等轿子停下的时候,轿内的我们仨已经被冰珠淹没了膝盖。小西贝想挪挪脚,但被压得严严实实的,愣是没挪动。
鹿水菱幽幽转过头,声音有点打颤道:
“我...我收回我的话,你一点儿也不好玩,你好可怕...”
我这才注意,天色已晚,更深露重,在这堆得半人高的冰块里坐了半晌,是真的会冻坏人的。
看着卤水豆腐颤抖的嘴和愤恨的眼神,我破涕为笑,拿棒槌擦了擦眼角,想说句:“抱歉”,出口发声却是:“呸呸”。
我想,我和这个二角脑袋的关系,是彻底玩儿完了。
*
下得轿来,没有看见轿夫马匹,却是一匹五色鹿,见我们下来,低头乖顺地退到一边。
鹿水菱手一挥,那匹五色鹿就化成一道缱绻的五色琉璃,缩进了她的袖子里。
我不能说话,但好在二角脑袋是个话痨,一路在她跟小西贝的谈话声中,我大概了解了我们此去的行踪。
我们要去的地方,是地府。
我上竖的眉毛可以表示我有多么惊讶。诚心而论,诸如姝凝和眼前这个鹿水菱的物种已是让我觉得不可思议,如今要去地府?那个传说中的幽冥地府?
我仿佛打开了一扇什么不得了的大门,激动到满嘴呜呜。
鹿水菱嫌弃地捂住我的嘴,道:“冰疙瘩,你别叫唤了!要不是安歌哥哥要带着你这个累赘,我才不会带你去雎鸠呢!”
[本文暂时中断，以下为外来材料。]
PR #694, opened 2024-04-17
Add explode_downsamplings function

klaricch:


gnomad/utils/constraint.py
```diff
@@ -372,6 +372,47 @@ def _get_criteria(i: hl.expr.Int32Expression) -> hl.expr.Int32Expression:
...
+                gen_anc=pop,
+                downsampling=downsampling,
+                **{
+                    f"{metric}.exp": ht[metric]["gen_anc_exp"][pop][i]
+                    for metric in metrics
+                },
+                **{
+                    f"{metric}.obs": hl.if_else(
+                        hl.is_missing(ht[metric]["gen_anc_obs"][pop][i])
+                        & hl.is_defined(ht[metric]["gen_anc_obs"][pop][i]),
```
jkgoodrich, line 400: I'm confused, both are checking `ht[metric]["gen_anc_obs"][pop][i]` so this won't ever be True, right?

gnomad/utils/constraint.py
```diff
@@ -372,6 +372,47 @@ def _get_criteria(i: hl.expr.Int32Expression) -> hl.expr.Int32Expression:
...
 
 
+def explode_downsamplings(
+    ht: hl.Table,
+    downsampling_meta: Dict[str, List[str]],
+    metrics: List[str] = ["syn", "lof", "mis"],
+) -> hl.Table:
+    """
+    Explode downsampling counts for each genetic ancestry group and metric.
+
```
jkgoodrich, line 382: It might help to have an example of the input and output, and required fields

jkgoodrich (changes requested):
A couple suggestions, and one question that likely requires a fix

gnomad/utils/constraint.py
```diff
@@ -372,6 +372,47 @@ def _get_criteria(i: hl.expr.Int32Expression) -> hl.expr.Int32Expression:
...
+                        0,
+                        ht[metric]["gen_anc_obs"][pop][i],
+                    )
+                    for metric in metrics
+                },
+            )
+            for pop, downsamplings in downsampling_meta.items()
+            for i, downsampling in enumerate(downsamplings)
+        ]
+    ).select(*["data"])
```
jkgoodrich, line 410: This only need to be this right?

```suggestion
    ).select("data")
```

And actually, if just selecting, that can be done instead of `annotate` above right?

jkgoodrich (changes requested):
One more thing

gnomad/utils/constraint.py
```diff
@@ -372,6 +372,47 @@ def _get_criteria(i: hl.expr.Int32Expression) -> hl.expr.Int32Expression:
...
+                    f"{metric}.obs": hl.if_else(
+                        hl.is_missing(ht[metric]["gen_anc_obs"][pop][i])
+                        & hl.is_defined(ht[metric]["gen_anc_obs"][pop][i]),
+                        0,
+                        ht[metric]["gen_anc_obs"][pop][i],
+                    )
+                    for metric in metrics
+                },
+            )
+            for pop, downsamplings in downsampling_meta.items()
```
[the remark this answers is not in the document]
klaricch: i was considering doing that but we use pop as a name in all the other functions, so was thinking could just change all instances of pop to gen_anc in a future pr

gnomad/utils/constraint.py
```diff
@@ -372,6 +372,42 @@ def _get_criteria(i: hl.expr.Int32Expression) -> hl.expr.Int32Expression:
...
+    """
+    Explode downsampling counts for each genetic ancestry group and metric.
+
+    :param ht: Input Table. Should contain struct of downsampling information for genetic ancestry groups under each metric name. Example: 'lof': struct {gen_anc_exp: struct {global: array<float64>}.
+    :param metrics: List of metrics to explode. Default is '['syn', 'lof', 'mis']'.
+    :param downsampling_meta: Dictionary containing downsampling metadata. Keys are the genetic ancestry group names and values are the list of downsamplings for that genetic ancestry group. Example: {'global': ['5000', '10000'], 'afr': ['5000', '10000']}.
+    :return: Table with downsampling counts exploded so that observed and expected metric counts for each pair of genetic ancestry groups and downsamplings is a separate row.
+    """
+    ht = ht.select(
+        data=[
```
jkgoodrich, line 389:
```suggestion
        _data=[
```

gnomad/utils/constraint.py
```diff
@@ -372,6 +372,42 @@ def _get_criteria(i: hl.expr.Int32Expression) -> hl.expr.Int32Expression:
...
+                    f"{metric}.obs": ht[metric]["gen_anc_obs"][pop][i]
+                    for metric in metrics
+                },
+            )
+            for pop, downsamplings in downsampling_meta.items()
+            for i, downsampling in enumerate(downsamplings)
+        ]
+    )
+    ht = ht.explode("data")
+    ht = ht.transmute(**ht.data)
```
jkgoodrich, line 407:
```suggestion
    ht = ht.explode("_data")
    ht = ht.transmute(**ht._data)
```

gnomad/utils/constraint.py
```diff
@@ -372,6 +372,42 @@ def _get_criteria(i: hl.expr.Int32Expression) -> hl.expr.Int32Expression:
...
+                gen_anc=pop,
+                downsampling=downsampling,
+                **{
+                    f"{metric}.exp": ht[metric]["gen_anc_exp"][pop][i]
+                    for metric in metrics
+                },
+                **{
+                    f"{metric}.obs": ht[metric]["gen_anc_obs"][pop][i]
+                    for metric in metrics
+                },
```
jkgoodrich, line 400: Since these are not different anymore, can simplify with this:

```suggestion
                **{
                    f"{metric}.{oe}": ht[metric][f"gen_anc_{oe}"][pop][i]
                    for metric in metrics
                    for oe in ["exp", "obs"]
                },
```

However, in gnomad_lof it looks like it was:
```
hl.cond(hl.is_missing(ht[f'obs_lof_{pop}'][i]) & hl.is_defined(ht.obs_lof), 0, ht[f'obs_lof_{pop}'][i])
```
Do we need to check that the non pop obs is defined?

gnomad/utils/constraint.py
```diff
@@ -372,6 +372,42 @@ def _get_criteria(i: hl.expr.Int32Expression) -> hl.expr.Int32Expression:
...
+    downsampling_meta: Dict[str, List[str]],
+    metrics: List[str] = ["syn", "lof", "mis"],
+) -> hl.Table:
+    """
+    Explode downsampling counts for each genetic ancestry group and metric.
+
+    :param ht: Input Table. Should contain struct of downsampling information for genetic ancestry groups under each metric name. Example: 'lof': struct {gen_anc_exp: struct {global: array<float64>}.
+    :param metrics: List of metrics to explode. Default is '['syn', 'lof', 'mis']'.
+    :param downsampling_meta: Dictionary containing downsampling metadata. Keys are the genetic ancestry group names and values are the list of downsamplings for that genetic ancestry group. Example: {'global': ['5000', '10000'], 'afr': ['5000', '10000']}.
+    :return: Table with downsampling counts exploded so that observed and expected metric counts for each pair of genetic ancestry groups and downsamplings is a separate row.
```
jkgoodrich, line 386: Just reformatting

```suggestion
    The input `ht` must contain struct of downsampling information for genetic ancestry 
    groups under each metric name. For example: 'lof': struct {gen_anc_exp: struct 
    {global: array<float64>}.

    :param ht: Input Table.
    :param metrics: List of metrics to explode. Default is '['syn', 'lof', 'mis']'.
    :param downsampling_meta: Dictionary containing downsampling metadata. Keys are the 
        genetic ancestry group names and values are the list of downsamplings for that 
        genetic ancestry group. Example: {'global': ['5000', '10000'], 'afr': ['5000', 
        '10000']}.
    :return: Table with downsampling counts exploded so that observed and expected 
        metric counts for each pair of genetic ancestry groups and downsamplings is a 
        separate row.
```

jkgoodrich (changes requested):
A couple more things

gnomad/utils/constraint.py
klaricch: with the way the pipeline is written i don't think we ever get missing values here

gnomad/utils/constraint.py
```diff
@@ -372,6 +372,51 @@ def _get_criteria(i: hl.expr.Int32Expression) -> hl.expr.Int32Expression:
...
+                gen_anc=pop,
+                downsampling=downsampling,
+                **{
+                    f"{metric}.exp": ht[metric]["gen_anc_exp"][pop][i]
+                    for metric in metrics
+                },
+                **{
+                    f"{metric}.obs": ht[metric]["gen_anc_obs"][pop][i]
+                    for metric in metrics
+                },
```
jkgoodrich, line 409:
```suggestion
                **{
                    f"{metric}.{oe}": ht[metric][f"gen_anc_{oe}"][pop][i]
                    for oe in ["obs", "exp"]
                    for metric in metrics
                },
```

gnomad/utils/constraint.py
```diff
@@ -372,6 +372,51 @@ def _get_criteria(i: hl.expr.Int32Expression) -> hl.expr.Int32Expression:
     return hl.agg.array_sum(hl.map(_get_criteria, sorted_indices))
 
 
+def explode_downsamplings(
```
jkgoodrich, line 375: Maybe rename to be more specific. Something like `explode_downsamplings_oe`

jkgoodrich (commented):
Just two small things

jkgoodrich (approved):
LGTM!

按照她的意思,我们最终目的是把花朵送去地府,让黑无常把聂莼桑的魂魄勾了出来,再将梦昙给我。
而且,梦昙经过净化之后,本是该能结出无来果的,但是现下我这个情况,恐是不太乐观。
所以去地府还有着一个好处,那就是鹿水菱的朋友——她口中的阿丑,精通一切种植之道,大概姑且可以算作地府这一届的农业部长吧,可以帮我瞅瞅这不结果的花。